Please find all lines containing "publish" in the listing below and copy them.

**SOURCE MATERIAL**
━━━━━━━━━━

PR #3278, opened 2017-10-06
fix #3243 only publish nightlies when there is a commit less than 24 hours old

### LINKED ISSUE #3243: Don't publish the same nightly twice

━━━━━━━━━━

**ANSWER AREA**
fix #3243 only publish nightlies when there is a commit less than 24 hours old
### LINKED ISSUE #3243: Don't publish the same nightly twice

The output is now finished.